Колбасьев Сергей Адамович
Салажонок
Васькино полупальто, когда-то защитного цвета, от жирных пятен и прочей грязи стало почти черным. Из многочисленных его дыр клочьями лезла бурая вата, и рукава его, дважды подвернутые, все же были длинны. Все это, однако, Ваську не смущало. Его щегольство имело особый характер — он носил за веревочным поясом две разряженные ручные гранаты. Из сказанного совершенно ясно, что Ваське было шестнадцать лет, что он был партизаном и что рассказ этот начинается в тысяча девятьсот двадцатом году.
О Васькином происхождении и судьбе много говорить не приходится, — они были самыми обыкновенными. Отец, харьковский железнодорожник, пропал во время немецкой войны; мать, уборщица в эпидемических бараках, два года спустя умерла от сыпняка. Ни сестер, ни братьев у Васьки не было. Он сел в поезд и поехал к родным в деревню, но до него по тем местам прошли петлюровцы, и ни деревни, ни родных он не нашел. Зато его нашел партизанский отряд Чигиря. Чигирь был толстым и хладнокровным пастухом. Он отлично умел спускать под откос белые поезда и не без успеха громил неприятельские обозы. Он одновременно с Махно изобрел пулеметы на тачанках и снабжал свои боевые колесницы соответствующими надписями: впереди — «Черта лысого уйдешь» и сзади — «На-кась, выкуси». Кормили в его отряде превосходно.
Лето и зиму Васька провоевал в должности разведчика, подручного при пулемете, помощника кашевара и вообще партизана широкой специальности. К весне белый тыл ушел в Крым, в бутылку, куда залез последний генерал — Врангель. Дело партизанщины окончилось, но охота партизанить осталась. Чигирь решил переметнуться к белым, и переметнулся бы, если бы его ближайший друг и помощник, кузнец Сашка Дрягалов, вовремя его не пристрелил. Постреляв еще немного, Дрягалов отвел отряд разоружаться в Мариуполь. Таким образом, к первому мая тысяча девятьсот двадцатого года Васька оказался в абрикосовом саду на горке над Мариупольским портом.
Абрикосов еще не было, а потому все Васькино внимание было обращено в сторону моря. Он видел его впервые, но был разочарован — оно лежало совершенно гладкое и пустое.
Справа синей неинтересной полосой тянулась Белосарайская коса, слева и впереди просто ничего не было. Васька зевнул, прикрывая рот рукой, повернулся и пошел. Он определенно был недоволен всем на свете, и в особенности слишком горячим солнцем.
В чертовом полупальто можно было задохнуться, но снимать не годилось: не было рубахи. От адской жары хотелось пить, а пить было нечего. Кончилась Васькина вольная жизнь, и неизвестно было, что делать и куда податься. Неизвестно даже, куда пойти за пайком.

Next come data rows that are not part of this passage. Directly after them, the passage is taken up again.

PR #3475, opened 2024-09-21
[Backport] Attribute overhaul

jamesbt365:
Attempts to backport #3245.

As a consequence of the diverging branches, history had to be killed, I also have not tested the changes on the backport yet.

Additionally, this PR fixes the linting on some of the tablets that had mangled formatting when they were backported.

It also fixes the name from #3285, as this did not have a `-` in the DTK-2200. The DTK-1660 is also like this, but as that config has been in a release already, changing it would "reset" the settings of users all for a minimal formatting change.


jamesbt365:
I tested the HID path on my PTZ-630 on Linux, seems to work.

jamesbt365:
Needs to take yet another fix that I found when reviewing #3289.

X9VoiD (approved):

PR #3480, opened 2024-09-23
Add MacOS configuration override directory

### LINKED ISSUE #3402: Add configuration override directory to macos
Not sure what location is best, but creating configurations on MacOS is challenging and currently requires a recompile on each change.

jamesbt365:
Fixes #3402.

Untested.


jamesbt365:
Can you do this without adding this code then? I think I got a user to try something before and we just couldn't get overrides to work. It was over a year ago at this point so I'm not sure if it actually is a problem or was just user error.

AkiSakurai:
Works on my machine

jamesbt365:
Tested with a user on discord, this isn't needed.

Может, в Красную Армию? Васька поморщился и замотал головой. После вольной войны идти в работу? Шагать строем да слушать приказы? Новое дело!
Васька отлично знал, что его не возьмут. Скажут; мальчишка-партизан от Чигиря и, может, такой же бандит. Но предпочитал думать, что сам не хочет. Так было легче.
И все-таки было погано. Васька шел сквозь весенний сад и сверкающий день со стиснутыми в рваных карманах кулаками. Он совершенно не соответствовал первомайской природе, и она его раздражала.
— Сволочи! — вдруг вскрикнул за кустом высокий голос.
Это настолько совпало с Васькиным настроением, что он остановился и даже открыл рот.
— Прохвосты! — добавил голос и продолжал стремительным нагромождением яростной, почти непонятной брани. Васька выслушал до самого конца и, только когда у ругателя перехватило дыхание, шагнул вперед.
За кустом, поставив ногу на камень, стоял замечательный военный моряк с крепко напомаженным коком над свирепым лбом, с открытой волосатой грудью и непомерным клешем, перекрывавшим ботинки.
— Что такое? — спросил Васька.
— Что? — возмущался военмор. — А то самое! Управление военного порта, обмундирование первого срока за счет республики!
— Ты чего ругаешься?
Военмор топнул ногой о камень. От этого его ботинок коротко шлепнул подошвой.
— Вот что! — понял Васька. — Подошва, значит. А ты ее проволокой, — и показал на собственные ноги.
— Портовые крысы! Холеры! — снова разъярился военмор. — Разве это товар? Шел по дорожке, прихватил грунта — и нет подошвы! Разве это работа?
Васька соболезнующе плюнул.
— Чтобы я, военмор Яков Суслов, шлепал ихним дрянным барахлом! Чтобы они сидели на нашей шее, сосали нашу кровь и по шесть пар хороших штиблет носили!